# ENDED - OFFICIAL CONTEST: What's the BEST/WORST HERDING/LIVESTOCK KEEPING TIP You Have Received?



## Support

*WINNERS ANNOUNCED HERE*​
It's time for some reminiscing fellow BYH Members!

Remember the time when you were just starting your own flock/herd. You were so excited! You couldn't help but ask your family/friends for some tips on how to best take care of them, what's the best breed of goat or cow, etc. With good intentions, they give you all sorts of advise! Some of it good, while some were just downright absurd.

We know you've got lots of stories so let's all have some fun and make this an OFFICIAL BYH CONTEST!

Here's how to join:

·Open to all site members
·Members can submit as many entries as they wish
·Share the best / worst tip(s) that you have ever received and tell us the story of what happened when you followed that tip.

Submission Format:

BEST

(Example: Prepare a coop for the chickens, etc.)


WORST

(Example: Mix your newly bought chicken with your old ones.)


·Best and Worst tips must be separated in different posts.
·One tip per post only.
*Members can post as many entries as they want*


Two submissions (One for Best, One for Worst) with the most votes (likes) will be awarded a *FREE 6-Month BYH Golden Herd Membership*.

_About Golden Herd Benefits: GHM Title, Custom Titles, Access to private GHM Section, First Peek at new features, Create Polls, Additional Private Message Storage, Additional Image Storate_

We're looking forward to reading your stories! So what are you waiting for, share those tips now!

*And don't forget to cast your vote for your favorite submissions by clicking the "Like" in the bottom right of the posts with your favorite entries!*


----------



## Poka_Doodle

Okay, the best is: Let the chickens see each other without touching before letting them together.


----------



## Poka_Doodle

And the worst is: Study for Showmanship. (Showmanship definition: a test with your livestock on how you care for them and how much you know about them)


----------



## samssimonsays

The best is , "you know your animals best. Follow your gut on what you feel is right" It has never failed me


----------



## samssimonsays

The worst was, "When one humanizes their animals , that is the first step into financial and moral irresponsibility to our own human family."


----------



## Bunnylady

WORST

"You should turn all your rabbits loose, and let people pay you to come here and shoot them."

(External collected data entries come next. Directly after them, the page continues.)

PR #364, opened 2021-04-22
Fix start script

yrong:


musnit:
These should not be necessary - ganache should be run under yarn, in the test folder, not in ethereum folder

yrong:
Suggest you can check it a litter carefully, it's not only fix for ganache, but to parachain start script, I dont think transformEthHeader script can be executed in parachain folder without the npm depencies. And I would suggest the test script also strictly tested  

```
start_parachain()
{
    echo "Starting Parachain"
    pushd ../parachain
    ...
    node ../test/scripts/helpers/transformEthHeader.js
    ...
}
```

musnit:
yeh, parachain pop makes sense

PR #365, opened 2021-04-22
Clean up e2e tests

musnit:
A bunch of improvements including:
 - some refactoring of shared constants/fixtures into own file
 - tests in their own files
 - tests no longer wait based on time, they all wait and watch for the actual change they expect
 - overall, full test suite is 2-3x quicker
 - tests kinda work running in parallel, just some minor failures due to gas price imbalance checks when multiple tests run at a time. may do a follow up PR to fix that, in which case we'll be able to run them all in parallel


vgeddes (approved):
Looks great, these improvements are definitely welcome!

philipstanislaus (commented):
Awesome work 🎉

PR #366, opened 2021-04-22
[WIP] Sync relayer from historical block

denalimarsh:
**Goal**: sync Relayer from a historical block by populating database state without executing state transitions (e.g. sending transactions) until we're fully synced to the latest block.

**Problem**: the Relayer moves items through the BEEFY relay lifecycle by matching incoming events against database items' `InitialVerificationTx.Hash()` and `CompleteVerificationTx.Hash()`. When the Relayer is in sync mode it isn't sending transactions, so we can't search for items in the database by transaction hashes.

**Solution**: use the emitted ID field in the event to query the smart contract for the item's payload stored within the smart contract. Then simulate payload generation _as if_ we had sent the transaction and match the payloads. This alternative strategy could also be a valid approach in live mode.

**Implementation Status**:
- Database integrated into every step of the lifecycle so we can use it to hold exact state as needed by sync mode
- Simulated payload generation + matching against database payload is implemented

There's a potential problem with this approach - if we didn't witness the original BEEFY justification then the database won't have the `ValidatorAddresses` and `SignedCommitment` required for building the completion tx. But we can resolve this by starting the historical Relaychain subscriptions before the Ethereum subscriptions, then we'll have all the relevant BEEFY justifications in our database to match against (unless a tx comes in for a very old BEEFY justification).

Note: this PR needs to be rebased to `main` before being merged.


denalimarsh:
Closed in favor of https://github.com/Snowfork/polkadot-ethereum/pull/384

PR #367, opened 2021-04-22
Delete old Eth listener, move Parachain writer test

Rizziepit:
As per title


Rizziepit:
Heads up for merge conflict @denalimarsh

(5 very different breeds, some expensive, registered show rabbits)


----------



## norseofcourse

BEST

Don't name the ones you're going to eat!


----------



## promiseacres

Best: Accept all advice, but you only have use what you want.


----------



## promiseacres

Worst: Why don't you sell your horses and get a motorcycle ?


----------



## samssimonsays

Worst: You should just sell all your rabbits and get goats, you make more money in goats.


----------



## samssimonsays

Best: If you treat your animals well, they will reward you beyond your wildest imaginations.


----------



## samssimonsays

Best: It is about Quality, not quantity.


----------



## Baymule

WORST:
Aren't you too old to be riding horses?

(I was 54 and telling Sunday adult class about getting thrown off a horse and losing my glasses in the tall grass. Ha! I am now 60 and STILL RIDING.)


----------



## samssimonsays

Best: You never go wrong by doing right but if you think you're always right, you're wrong.


----------



## mirandaleecon

Worst: All you gotta do is give them sweet feed and they'll be fine. -the man who sold me 3 goats, one of whom was already on deaths door, RIP William H. Bonnie.


----------



## Chicken Girl

Worst: Own multiple roosters


----------



## Chicken Girl

Best: Do research about the animal before you get it


----------



## HomesteaderWife

Best Advice: Take your shoes off at the door, or you'll track chicken poop in the house.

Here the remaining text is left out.